Hope you guys enjoy! 

EDIT: also got some non-edited shots of me playing it at MF.


----------



## metal_sam14 (Jul 6, 2011)




----------



## vampiregenocide (Jul 6, 2011)

w,kgkweugvkuwrevoiwevrhvw keuv wlikrgbfrwke

cehefvkigwtbh4ebegtkuhnbeqk

kwhabfbeiugvbejrbf


I think that describes how I feel. <3

Wish I could've come down and seen your set.


----------



## Fred the Shred (Jul 6, 2011)

There will be more chances, I'm sure, Ross!


----------



## hmmm_de_hum (Jul 6, 2011)

Both look stunning, yeah i was bummed that i couldn't make it to monkeyfest...oh well


----------



## IB-studjent- (Jul 6, 2011)

Holly shit man. Awesome guitars, hope to get a Blackmachine some day.


----------



## Lon (Jul 6, 2011)

As i have multiple high-end guitars, i rarely get jealous at ngd threads now, but *HOLY SMOLES* i'm jelly as f*

congrats!


----------



## BrainArt (Jul 6, 2011)

Mmm, tasty! Congrats, Fred!


----------



## Fred the Shred (Jul 6, 2011)

Cheers, dudes!


----------



## project25_01 (Jul 6, 2011)

Two pretty babies

Congrats man, the first one is pure sexyness!!! 
For the second one, what a strange position for the pickups switch.


----------



## Fred the Shred (Jul 6, 2011)

You'd be amazed at how comfy the switch position is for quick changes, trust me.


----------



## Goatchrist (Jul 6, 2011)

OMG! You lucky bastard! I'm so jelly!

Really dig the blue flame!


----------



## 7-even (Jul 6, 2011)

The Jaden is delicious! I like the color and the maple top. Would you make bigger pictures of the Jaden?


----------



## musicaldeath (Jul 6, 2011)

Fred, I don't think I need to say anything...     Now come to Canada and play your solo stuff here!


----------



## petereanima (Jul 6, 2011)

Wow, I actually hate you a bit now. 




Just kidding, awesome man, I am speechless because of this sexyness.


----------



## simonXsludge (Jul 6, 2011)

crazy awesome stuff, fred. i'm not feeling the jaden rose headstock as much, but apart from that both guitars are pure win. congrats!


----------



## loktide (Jul 6, 2011)

holy shit 

congrats, dude


----------



## DC23 (Jul 6, 2011)

Fred, you sir, are an a**.  Just kidding! I'm so jealous of the Blackmachine...delicious! Congrats!!!!!


----------



## Kr1zalid (Jul 6, 2011)

Just pure......

WIN


----------



## technomancer (Jul 6, 2011)

Damn amazingly nice pair, congrats


----------



## youheardme (Jul 6, 2011)

How many f'n guitars do you have fred! jesus


----------



## djpharoah (Jul 6, 2011)

Congrats Fred -


----------



## Xiphos68 (Jul 6, 2011)

I thought that Blackmachine was Misha's? 

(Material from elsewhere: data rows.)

PR #2105, opened 2026-02-26
Persist shard TLS config and add UpdateShard RPC with hardened router sync

Ledatu:
## Problem

When `manage_shards_by_coordinator=true`, shard TLS configuration (`sslmode`, `cert_file`, `key_file`, `root_cert_file`) is silently dropped during the coordinator → etcd → router pipeline. Routers end up connecting to SSL-enabled PostgreSQL shards in plaintext.

This makes `manage_shards_by_coordinator` unusable in any deployment where shards are not on a trusted local network, since there is no way to enforce encrypted connections.

The root cause is that the conversion functions between `config.Shard`, `qdb.Shard`, and `proto.Shard` did not carry the TLS fields, and `qdb.NewShard()` only accepted `id` and `hosts`.

## Fix

**Proto layer** — add `TLSConfig` message and `tls` field to `Shard` in `protos/shard.proto`.

**QDB layer** — add standalone `TLSConfig` struct and `TLS` field to `qdb.Shard` (with `omitempty` for backward compat).

**Config layer** — add `TLS` field to `config.ShardConnect` so `shard_data.yaml` can specify TLS per shard.

**Topology layer** — add four conversion helpers (`tlsConfigToProto`, `tlsConfigFromProto`, `tlsConfigToDB`, `tlsConfigFromDB`) and plumb TLS through `DataShardToDB`, `DataShardFromDB`, `DataShardToProto`, `DataShardFromProto`.

**Coordinator** — fix `AddDataShard` to use `DataShardToDB` instead of `NewShard` (which dropped TLS). Fix `RunCoordinator` to persist TLS when loading `shard_data.yaml`.

## Tests

- Unit tests for all conversion paths including nil handling and round-trips (`pkg/models/topology/shards_test.go`)
- Docker-based integration test verifying TLS is used end-to-end: coordinator persists `sslmode=require` in etcd, router loads it, and `pg_stat_ssl` confirms TLS connections to shards (`test/tls-integration/`)

### DIFF
--- a/pkg/coord/clocal.go
+++ b/pkg/coord/clocal.go
@@ -28,8 +28,7 @@ type LocalInstanceMetadataMgr struct {
 	cache *cache.SchemaCache
 
 	updateShardsMapping bool
-	shardMapping        map[string]*config.Shard
-	shardMappingMutex   sync.Mutex
+	shardMapping        sync.Map
 
 	poolShardHosts shard.ShardHostIterator
 }
@@ -218,9 +217,7 @@ func (lc *LocalInstanceMetadataMgr) AddDataShard(ctx context.Context, ds *topolo
 		Msg("adding datashard node in local coordinator")
 
 	if lc.updateShardsMapping {
-		lc.shardMappingMutex.Lock()
-		lc.shardMapping[ds.ID] = ds.Cfg
-		lc.shardMappingMutex.Unlock()
+		lc.shardMapping.Store(ds.ID, ds.Cfg)
 	}
 	return lc.Coordinator.AddDataShard(ctx, ds)
 }
@@ -234,35 +231,33 @@ func (lc *LocalInstanceMetadataMgr) UpdateShard(ctx context.Context, ds *topolog
 		return err
 	}
 	if lc.updateShardsMapping {
-		lc.shardMappingMutex.Lock()
-		lc.shardMapping[ds.ID] = ds.Cfg
-		lc.shardMappingMutex.Unlock()
+		lc.shardMapping.Store(ds.ID, ds.Cfg)
 	}
-	lc.invalidatePoolsForShard(ds.ID)
-	return nil
+	return lc.invalidatePoolsForShard(ds.ID)
 }
 
-func (lc *LocalInstanceMetadataMgr) invalidatePoolsForShard(shardID string) {
+func (lc *LocalInstanceMetadataMgr) invalidatePoolsForShard(shardID string) error {
 	if lc.poolShardHosts == nil {
-		return
+		return nil
 	}
-	if err := lc.poolShardHosts.ForEach(func(sh shard.ShardHostCtl) error {
+
+	err := lc.poolShardHosts.ForEach(func(sh shard.ShardHostCtl) error {
 		if sh.ShardKeyName() == shardID {
 			sh.MarkStale()
 		}
 		return nil
-	}); err != nil {
+	})
+	if err != nil {
 		spqrlog.Zero.Error().Err(err).
 			Str("shard", shardID).
 			Msg("pool invalidation: error iterating connections")
 	}
+	return err
 }
 
 func (lc *LocalInstanceMetadataMgr) DropShard(ctx context.Context, shardId string) error {
 	if lc.updateShardsMapping {
-		lc.shardMappingMutex.Lock()
-		delete(lc.shardMapping, shardId)
-		lc.shardMappingMutex.Unlock()
+		lc.shardMapping.Delete(shardId)
 	}
 	return lc.qdb.DropShard(ctx, shardId)
 }
@@ -490,13 +485,20 @@ func (lc *LocalInstanceMetadataMgr) SyncReferenceRelations(ctx context.Context, 
 //
 // Returns:
 // - meta.EntityMgr: The newly created LocalCoordinator instance.
-func NewLocalInstanceMetadataMgr(db qdb.XQDB, d qdb.DCStateKeeper, cache *cache.SchemaCache, shardMapping map[string]*config.Shard, updateShardsMapping bool, poolShardHosts shard.ShardHostIterator) meta.EntityMgr {
-	return &LocalInstanceMetadataMgr{
+func NewLocalInstanceMetadataMgr(db qdb.XQDB, d qdb.DCStateKeeper, cache *cache.SchemaCache,
+	shardMapping map[string]*config.Shard, updateShardsMapping bool, poolShardHosts shard.ShardHostIterator) meta.EntityMgr {
+
+	lc := &LocalInstanceMetadataMgr{
 		Coordinator:         NewCoordinator(db, d),
 		cache:               cache,
-		shardMapping:        shardMapping,
-		shardMappingMutex:   sync.Mutex{},
+		shardMapping:        sync.Map{},
 		updateShardsMapping: updateShardsMapping,
 		poolShardHosts:      poolShardHosts,
 	}
+
+	for k, v := range shardMapping {
+		lc.shardMapping.Store(k, v)
+	}
+
+	return lc
 }
--- a/router/instance/instance.go
+++ b/router/instance/instance.go
@@ -125,6 +125,7 @@ func NewRouter(ctx context.Context, ns string) (*InstanceImpl, error) {
 		config.RouterConfig().ManageShardsByCoordinator,
 		rr,
 	)
+
 	var seqMngr sequences.SequenceMgr = lc
 	idRangeSize := config.RouterConfig().IdentityRangeSize
 	var identityMgr planner.IdentityRouterCache = planner.NewIdentityRouterCache(idRangeSize, &seqMngr)


Denchick:
Thank you for this PR! We really appreciate your contribution and think this is a good idea. We'll review it shortly.

coordinator/pkg/clustered_coord.go
```diff
@@ -595,7 +595,16 @@ func (qc *ClusteredCoordinator) RunCoordinator(ctx context.Context, initialRoute
 						Msg("already exists. creating shard skipped")
 					continue
 				}
-				if err := qc.db.AddShard(context.TODO(), qdb.NewShard(id, cfg.Hosts)); err != nil {
+				newShard := qdb.NewShard(id, cfg.Hosts)
+				if cfg.TLS != nil {
+					newShard.TLS = &qdb.TLSConfig{
```
Denchick: tlsConfigToDB?

Ledatu:
Thanks for feedback. I will try to rewrite the tests myself in the next few days. 

upd: Turned out to be an interesting one, hope you'll like it when im done :)

Ledatu:
Started with `CREATE SHARD` and `ALTER SHARD` for TLS fields, but the feature tests showed TLS config was being dropped during the coordinator→router sync cycle — the shard model and proto didn't carry TLS, and there was no way to update a shard on a router without drop + re-add. That pushed me to implement the full persistence path end-to-end.

## Changes

**TLS persistence:** Extended `Shard` proto with `TLSConfig`, added `UpdateShard` to qdb/etcd/memqdb, wired TLS through all shard model conversions, added `ALTER SHARD` grammar with parser tests.

**UpdateShard RPC:** New RPC on `ShardService` used by both `ALTER SHARD` and `SyncRouterMetadata`. Includes a `fallbackDropAndAdd` path for older routers that don't support it, with snapshot + rollback.

**Coordinator hardening:**

- `traverseRoutersAll` — non-fast-fail traversal so healthy routers get updated even when one is down
- `fallbackDropAndAdd` — aborts before destructive drop if snapshot fails unexpectedly
- `SyncRouterMetadata` — shard loops continue on per-shard errors instead of aborting on first failure

**Tests:** TLS shard feature tests, 11 fallback unit tests, parser tests for new syntax.

Would like to hear your thoughts on this. For my use case I'd really like to be able to rotate certs on shards without downtime, and to spin up backup replicas with the data already there and then just swap the hosts on the fly via `ALTER SHARD`.

Ledatu:
Merged upstream for USE_PGXS fix

coordinator/pkg/clustered_coord.go
```diff
@@ -601,7 +602,9 @@ func (qc *ClusteredCoordinator) RunCoordinator(ctx context.Context, initialRoute
 						Msg("already exists. creating shard skipped")
 					continue
 				}
-				if err := qc.db.AddShard(context.TODO(), qdb.NewShard(id, cfg.Hosts)); err != nil {
+				newShard := qdb.NewShard(id, cfg.Hosts)
```
diPhantxm: maybe pass TLS config into qdb.NewShard?

coordinator/pkg/clustered_coord.go
```diff
@@ -2581,6 +2679,119 @@ func (qc *ClusteredCoordinator) AddDataShard(ctx context.Context, shard *topolog
...
+	// 2. Drop the shard.
+	if _, err := cl.DropShard(ctx, &proto.DropShardRequest{Id: shardID}); err != nil {
+		return err
+	}
+
+	// 3. Re-add with the new config, retrying up to 3 times for transient errors.
+	newShardProto := topology.DataShardToProto(shard)
+	var addErr error
+	const (
+		maxAddAttempts  = 3
```
diPhantxm: Can we use retry package? Like we do [here](https://github.com/pg-sharding/spqr/blob/master/coordinator/pkg/clustered_coord.go#L2166)

coordinator/pkg/clustered_coord.go
```diff
@@ -2581,6 +2679,119 @@ func (qc *ClusteredCoordinator) AddDataShard(ctx context.Context, shard *topolog
...
+	spqrlog.Zero.Error().Err(addErr).
+		Str("shard", shardID).
+		Msg("fallback re-add exhausted retries; shard is missing from router until next reconciliation")
+
+	// 5. Attempt rollback to the previous config if we have a snapshot.
+	if oldShard != nil {
+		spqrlog.Zero.Warn().
+			Str("shard", shardID).
+			Msg("attempting rollback to previous shard config on router")
+		if _, rbErr := cl.AddDataShard(ctx, &proto.AddShardRequest{Shard: oldShard}); rbErr != nil {
```
diPhantxm: If we fail on adding shard back on router, when will we retry?

I am thinking about this approach to re-add shards on router that does not support Update. I came up with some questions: 1. what if we fail to re-add? we dropped the shard, but didn't manage to add it back with new settings. 2. With `manage_shards_by_coordinator: true` on router it will probably drop some connections

Maybe it's better to say that router does not support update? Update all routers or none? idk

pkg/coord/clocal.go
```diff
@@ -222,6 +230,25 @@ func (lc *LocalInstanceMetadataMgr) AddDataShard(ctx context.Context, ds *topolo
...
+	spqrlog.Zero.Info().
+		Str("node", ds.ID).
+		Msg("updating datashard node in local coordinator")
+
+	if lc.updateShardsMapping {
+		lc.shardMappingMutex.Lock()
+		lc.shardMapping[ds.ID] = ds.Cfg
+		lc.shardMappingMutex.Unlock()
+	}
+	if err := lc.Coordinator.UpdateShard(ctx, ds); err != nil {
```
diPhantxm: What if we fail to update shard in memqdb here, but we already updated shard config in mapping above?

coordinator/pkg/clustered_coord.go
```diff
@@ -2581,6 +2679,119 @@ func (qc *ClusteredCoordinator) AddDataShard(ctx context.Context, shard *topolog
...
+				Str("shard", shardID).
+				Msg("rollback succeeded; shard restored with previous config on router")
+		}
+	}
+
+	return addErr
+}
+
+func (qc *ClusteredCoordinator) UpdateShard(ctx context.Context, shard *topology.DataShard) error {
+	if err := qc.db.UpdateShard(ctx, topology.DataShardToDB(shard)); err != nil {
```
diPhantxm: I think updating shard in qdb should be moved into Coordinator, since both memqdb and etcdqdb should update shard, this is common logic

pkg/meta/meta.go
```diff
@@ -582,10 +582,23 @@ func ProcessCreate(ctx context.Context, astmt spqrparser.Statement, mngr EntityM
 		}
 		return tts, nil
 	case *spqrparser.ShardDefinition:
-		dataShard := topology.NewDataShard(stmt.Id, &config.Shard{
+		if stmt.SslMode != "" && !topology.ValidSslMode(stmt.SslMode) {
```
diPhantxm: should we move all possible values into grammar? We could make parser do the validation

pkg/models/topology/shards.go
```diff
@@ -80,12 +132,68 @@ func DataShardFromDB(shard *qdb.Shard) *DataShard {
...
+	return a.SslMode == b.SslMode &&
+		a.CertFile == b.CertFile &&
+		a.KeyFile == b.KeyFile &&
+		a.RootCertFile == b.RootCertFile
+}
+
+// ShardConfigEqual reports whether two DataShards have identical configuration
+// (hosts and TLS). This is used by SyncRouterMetadata to detect shards
+// that exist on both the coordinator and the router but have drifted.
+func ShardConfigEqual(a, b *DataShard) bool {
```
diPhantxm, line 155: Why don't we just use reflect.DeepEqual?

router/instance/instance.go
```diff
@@ -129,6 +130,24 @@ func NewRouter(ctx context.Context, ns string) (*InstanceImpl, error) {
 	// request router
 	rr := rulerouter.NewRouter(frTLS, config.RouterConfig(), notifier)
 
+	type poolInvalidatable interface {
+		SetPoolInvalidator(func(string))
+	}
+	if pi, ok := lc.(poolInvalidatable); ok {
```
diPhantxm: It seems redundant to me, you added `SetPoolInvalidator` method to LocalCoordinator, but now check if it implements `SetPoolInvalidator`. Can we just remove this interface and type assertion?

And I also could not find any place where you could change pool invalidator function, but this. So if we can omit this interface, I believe we can remove `SetPoolInvalidator` and just specify `InvalidatePool` function

pkg/models/topology/shards.go
Ledatu: We can’t `DeepEqual` the whole `DataShard/Shard` because host config has multiple raw representations. `RawHosts` may include AZ suffixes like `host1:5432:spb-1a`, while `Hosts()` normalizes that to `host1:5432`, so coordinator and router can differ textually without actually drifting. `DeepEqual` would also include cached parsed fields on `config.Shard`, which are not part of the logical config. `TLS` has no such normalization, so `DeepEqual` is fine there and is now used, thanks for pointing it out

diPhantxm:
@Ledatu soft ping
Hi! What is status of this PR? We really need this feature done. Please reach out if you still want to work on this issue

Ledatu:
@diPhantxm Hello! I'd like to help with it, just want to get the opinion of maintainers - if there will be reviews I'll try to quickly resolve anything y'all find or add anything that's needed here too. Tomorrow I'll rebase it to master so there is no conflicts, and will wait for reviews, how does this sound?

diPhantxm:
> @diPhantxm Hello! I'd like to help with it, just want to get the opinion of maintainers - if there will be reviews I'll try to quickly resolve anything y'all find or add anything that's needed here too. Tomorrow I'll rebase it to master so there is no conflicts, and will wait for reviews, how does this sound?

Sounds great! I will check it asap.
@Denchick please review this pr too

pkg/coord/clocal.go
```diff
@@ -29,6 +29,8 @@ type LocalInstanceMetadataMgr struct {
 	updateShardsMapping bool
 	shardMapping        map[string]*config.Shard
 	shardMappingMutex   sync.Mutex
+
+	poolInvalidator func(shardID string)
```
diPhantxm: If you store poolInvalidtor as structure field, it's supposed to change somewhere. Or if it's passed in constructor, you may want to use different function for tests. But I don't find any of these cases in code. So let's just make it a structure function?

router/instance/instance.go
```diff
@@ -81,8 +82,10 @@ func NewRouter(ctx context.Context, ns string) (*InstanceImpl, error) {
 
 	cache := cache.NewSchemaCache(config.RouterConfig().ShardMapping, config.RouterConfig().SchemaCacheBackendRule)
 
-	lc := coord.NewLocalInstanceMetadataMgr(db, db, cache, config.RouterConfig().ShardMapping, config.RouterConfig().ManageShardsByCoordinator)
-
+	d, err := qdb.NewDataPlaneTwoPhaseStateKeeper("mem")
```
diPhantxm: ??
I guess it's rebase issues

coordinator/pkg/clustered_coord.go
```diff
@@ -748,6 +749,50 @@ func (qc *ClusteredCoordinator) traverseRouters(ctx context.Context, cb func(cc
 	return nil
 }
 
+// traverseRoutersBestEffort is like traverseRouters but does not fast-fail.
+// It attempts the callback on every opened router and returns a combined
+// error (via errors.Join) if any router(s) failed, so that healthy routers
+// are not blocked by a single unhealthy one.  Use this for propagation
+// operations (e.g. UpdateShard) where partial success is better than
+// all-or-nothing.
+func (qc *ClusteredCoordinator) traverseRoutersBestEffort(ctx context.Context, cb func(cc *grpc.ClientConn) error) error {
```
diPhantxm: I am not sure, but do we really need to traverse all the routers and ignore error here? I mean in other operations we fail on first router and we live with that some routers now have different metadata that the others. imo we need to keep the same behavior. opinions?

router/instance/instance.go
Ledatu: yeah seems like it. shame on me

coordinator/pkg/clustered_coord.go
Ledatu: Agreed. I’ve reverted this to the standard fail-fast behavior to ensure consistency with the rest of the coordinator operations. It’s better not to introduce a one-off error-handling pattern here :)

pkg/coord/clocal.go
Ledatu: Instead of a standalone function, I’ve updated the struct to take a `shard.ShardHostIterator`. This allows the `LocalInstanceMetadataMgr` to handle the invalidation logic internally using the provided pool hosts, which is cleaner than passing a naked callback. I've updated the constructor accordingly

reshke:
Will take care of `yacc` diffs here and give a review.

reshke:
So, okay.
Lets split pr into reviewable and revertible parts. It will be no-brainer to move all new yacc & proto primitives to another PR and merge it into master. Then, rebase this on new master and we will continue.

Ledatu:
Moved all new yacc and proto primitives into separate PR #2303

reshke:
I really hate new field to `NewLocalInstanceMetadataMgr`, but I decided to fight this in separate refactoring PR.
Added few kibitzing, will merge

Because wasn't Jeff Loomis playing that one (posted above). 

Either way awesome guitar Fred!


----------



## Rommel (Jul 6, 2011)

Congrats Fred. Is that the same Blackmachine you played at MusikMeese?


----------



## Fred the Shred (Jul 6, 2011)

Xiphos68 said:


> I thought that Blackmachine was Misha's?
> 
> Because wasn't Jeff Loomis playing that one (posted above).
> 
> Either way awesome guitar Fred!



Jeff was playing this guitar, which is mine, make no mistake about. Doug is still taking care of Misha's axe, but since specs are almost the same, if not the same, Misha himself got a tad confused when he saw it, that's all.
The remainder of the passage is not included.